Между Уфой и Москвой полторы тысячи километров, но это всё же в одной стране. Теплая Испания далеко. Нория не раз смотрела по карте. И она по-прежнему слушала Глюкозу, и ещё хрупкую певицу с сильным голосом и странным именем Аврил Ланвин. Музыка помогала ждать и надеяться.
Подмосковные страдания
Состоятельные родственники приглашали погостить и разделить радость: завершение строительства коттеджа в Подмосковье.
– Приезжай, – уговаривал в трубку дядя, лаская бархатистым баритоном. – Погода чудесная. Отдохнёшь, пообщаемся.
– Я буду тебя очень ждать! – взволнованно звенел голосок двоюродной сестрички Галочки.
– И даже не смей раздумывать! – требовательно добавила тётя. Фраза прозвучала, как окончательный приговор. Тётя много лет проработала судьей. На пенсии она недавно, и привычки ещё не поменялись.

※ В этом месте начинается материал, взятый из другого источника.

PR #868, opened 2020-03-06
[FIX][CORE] Fix wrong split operation combination

tobous:
Fixes error in split operation combination logic dealing with two
insertions.

The existing logic incorrectly correlates the two insertions by the
start of the first and end of the second insertion and assumes that they
can then be combined.

When actually applying two activities matching this criteria, the
result, however, is not combinable:
```
Example: ins(5,"cd") + ins(3,"ab")
  Start ins1 = 5
  End ins2 = 5
  -> Defined result: ins(3,"abcd)

Actual result when applying ins1 and ins2:

  position  0123456789
  start:   "          "
  ins1:    "     cd   "
  ins2:    "   ab  cd "
  -> Does not match defined result
```
The actual result can not be defined through a single insertion as it is
not continuous.

Fixes the issue by instead requiring that both insertions have the same
start value.
```
Example: ins(3,"cd") + in(3,"ab")
  Start ins1=3
  Start ins2=3
  -> Defined result: ins(3,"abcd")

  position  0123456789
  start:   "          "
  ins1:    "   cd     "
  ins2:    "   abcd   "
  -> Matches defined result
```
As the adjusted optimization logic is incomplete (i.e. does not cover
all cases), I just picked a similar case to the faulty one for the
adjusted logic. Other cases would also have been possible.

### DIFF
--- a/core/test/junit/saros/concurrent/SplitOperationTest.java
+++ b/core/test/junit/saros/concurrent/SplitOperationTest.java
@@ -21,7 +21,12 @@ import saros.concurrent.jupiter.test.util.PathFake;
 import saros.filesystem.IProject;
 import saros.session.User;
 
-/** testing SplitOperation.toTextEdit() */
+/**
+ * Tests the logic that combines the contained operations if possible when creating text activities
+ * from split operations.
+ *
+ * @see SplitOperation#toTextEdit(SPath, User)
+ */
 public class SplitOperationTest {
 
   protected IProject project;
@@ -72,6 +77,7 @@ public class SplitOperationTest {
     TextEditActivity expected1 = new TextEditActivity(source, 5, "", "abcde", path);
     assertEquals(Collections.singletonList(expected1), split1.toTextEdit(path, source));
 
+    // Del(5,"cde") + Del(5,"ab") -> Del(5,"cdeab")
     Operation split2 = S(D(5, "cde"), D(5, "ab"));
     TextEditActivity expected2 = new TextEditActivity(source, 5, "", "cdeab", path);
     assertEquals(Collections.singletonList(expected2), split2.toTextEdit(path, source));
@@ -84,6 +90,7 @@ public class SplitOperationTest {
     TextEditActivity expected1 = new TextEditActivity(source, 5, "", "cd", path);
     assertEquals(Collections.singletonList(expected1), split1.toTextEdit(path, source));
 
+    // Ins(5,"abcde") + Del(5,"abcd") -> Ins(5,"e")
     Operation split2 = S(I(5, "abcde"), D(5, "abcd"));
     TextEditActivity expected2 = new TextEditActivity(source, 5, "e", "", path);
     assertEquals(Collections.singletonList(expected2), split2.toTextEdit(path, source));
@@ -110,7 +117,7 @@ public class SplitOperationTest {
     // Split(Split(A,B), Split(C,D)) with B and C can be combined
     Operation split = S(S(D(8, "uvw"), I(2, "abcde")), S(D(2, "abcd"), D(15, "xyz")));
 
-    List<TextEditActivity> expected = new LinkedList<TextEditActivity>();
+    List<TextEditActivity> expected = new LinkedList<>();
     expected.add(new TextEditActivity(source, 8, "", "uvw", path));
     expected.add(new TextEditActivity(source, 2, "e", "", path));
     expected.add(new TextEditActivity(source, 15, "", "xyz", path));
@@ -123,7 +130,7 @@ public class SplitOperationTest {
     // Split(Split(A,B), Split(C,D)) with B, C and D can be combined
     Operation split = S(S(D(8, "uvw"), I(2, "abcde")), S(D(2, "abcd"), I(3, "xyz")));
 
-    List<TextEditActivity> expected = new LinkedList<TextEditActivity>();
+    List<TextEditActivity> expected = new LinkedList<>();
     expected.add(new TextEditActivity(source, 8, "", "uvw", path));
     expected.add(new TextEditActivity(source, 2, "exyz", "", path));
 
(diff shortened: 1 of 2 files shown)


srossbach:
Can you give a reference / paper where I(5,"cd") + I(3,"ab") should result in I(3,"abcd) ?

tobous:
> Can you give a reference / paper where I(5,"cd") + I(3,"ab") should result in I(3,"abcd) ?

Ok, it seems like my commit message was not clear enough.

What I was trying to convey is that **the current/previous logic assumes** that `I(5,"cd") + I(3,"ab") -> I(3,"abcd)` holds true (it doesn't).

If you have a look at the previous logic:
```Java
      } else if (insert1.getPosition() == insert2.getPosition() + insert2.getTextLength()) {
        return new InsertOperation(insert2.getPosition(), insert2.getText() + insert1.getText());
      }
```

Applying this to our example `I(5,"cd") + I(3,"ab")`:

Insertion 1 has the start 5. Insertion 2 has the start 3 and the length 2.
-> the if statement is true
-> the resulting insertion starts at the start position of insertion 2 and contains the text of insertion 2 concatenated with the text of insertion 1.
-> ins(3,"abcd")

This assumption can easily be disproven by simply applying the example activities and looking at the result. (copied from PR message)

```
Example: ins(5,"cd") + ins(3,"ab")
  Start ins1 = 5
  End ins2 = 5
  -> Defined result: ins(3,"abcd)

Actual result when applying ins1 and ins2:

  position  0123456789
  start:   "          "
  ins1:    "     cd   "
  ins2:    "   ab  cd "
  -> Does not match defined result
```


The issue seems to be that the author of the initial logic either
- assumed that insertion 2 applies before insertion 1 or
- assumed that insertion 2 is actually a replacement (i.e. replaces the existing text of the given length with the new text instead of just inserting the new text at the given offset).

srossbach:
Just wondering why this happens. Does Jupiter shifts the offsets or is it the IDE ? Looking at the result and assuming spaces in the "line" ins(5,"cd") + ins(3,"ab") would produce I(3, "ab cd") in the IDE.

My current problem is that the original test case do pass but you have replaced it and do no longer test ``` Operation split2 = S(I(6, "0ab"), I(4, "cd"));``` . What should be the result of the two operations after you change ?

tobous:
> Just wondering why this happens. Does Jupiter shifts the offsets or is it the IDE ? Looking at the result and assuming spaces in the "line" ins(5,"cd") + ins(3,"ab") would produce I(3, "ab cd") in the IDE.

It is pretty easy to explain how this happens. The logic was completely written by us, so it is completely independent to any stuff the IDE or Jupiter algorithm does. It is an optimization that is supposed to keep the queue of text activities (generated from the queue of operations; used when transforming remote operations) as short as possible.

Somebody probably just messed up and worked with a wrong assumption. It happens to everyone. :wink:

And, as you already said and as shown in my example, "ab34cd" (where 3 and 4 are the pre-existing characters that were previously in the position where now a and b are) is the correct result.

> My current problem is that the original test case do pass

The original tests passed because they completely tested against their own assumptions. The author wrote the code so that the result is "abcd" and then tested against "abcd", so naturally the test passed.

> My current problem is that the original test case do pass but you have replaced it and do no longer test ` Operation split2 = S(I(6, "0ab"), I(4, "cd"));` . What should be the result of the two operations after you change ?

I removed the old setup as I did not think is was useful. I "implemented" it, but it wasn't very exiting. As already stated, since the resulting insertions are not continuous (they are separated by characters 3 and 4 of the original content), they can't be combined. So the result should be a list of text edit activities containing the activity equal to `new TextEditActivity(source, 6, "0ab", "", path)` and `new TextEditActivity(source, 4, "cd", "", path)`. This is also the actual return value of the method.

But I can re-add this case if you would like.

srossbach:
> It is pretty easy to explain how this happens. The logic was completely written by us, so it is completely independent to any stuff the IDE or Jupiter algorithm does. It is an optimization that is supposed to keep the queue of text activities (generated from the queue of operations; used when transforming remote operations) as short as possible.

Well that explains a lot. I thought the code was part of the Jupiter package we "imported" from the ACE project.

core/test/junit/saros/concurrent/SplitOperationTest.java
```diff
@@ -60,7 +60,7 @@ public void testInsertInsert() {
     assertEquals(Collections.singletonList(expected1), split1.toTextEdit(path, source));
 
     // vice versa
```
tobous: I should replace this comment with an actual description of the setup.

srossbach: I guess adding the current "layout"

```
  position  0 1 2 3 4 5 6 7 8 9
  ------------------------------
  start:   "0 1 2 3 4 5 6 7 8 9"
  ins1:    "0 1 2 3 4 c d 5 6 7" (8 and 9 shifted out of view)
  ins2:    "0 1 2 a b 3 4 c d 5" (6 and 7 shifted out of view)
```

Either as comment above the test or before every operation transformation and assertion could be really helpful to understand what is tested here without digging through the whole code or papers regarding Jupiter.

tobous: Yes, I could do that. But doing this for every test setup gets very tedious, especially with the later ones using multiple split operations. Furthermore, I will have to extend this test suite as part of my upcoming refactoring of the text edit position handling. The new test cases will contain more complex setups (multi-line changes, etc.), which makes this documentation style not feasible.

I will adjust the class javadoc for the test class to better indicate what is being tested. With this information, the short description of initial activities and the resulting (expected) outcome should be descriptive enough in my opinion.

Would that be an acceptable solution for you?

srossbach: As you are going to rewrite the test cases anyway I do not think that the documentation has to be included / updated with this patch.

Однако я призадумалась. Они звонили мне на мобильный и даже не поинтересовались, где я нахожусь. С сотовым телефоном можно пить чай на московской кухне, а можно пребывать далеко за пределами страны, но оставаться в зоне доступа. Слышимость практически одинаковая. Я была в тот момент в России, но вдали от Москвы.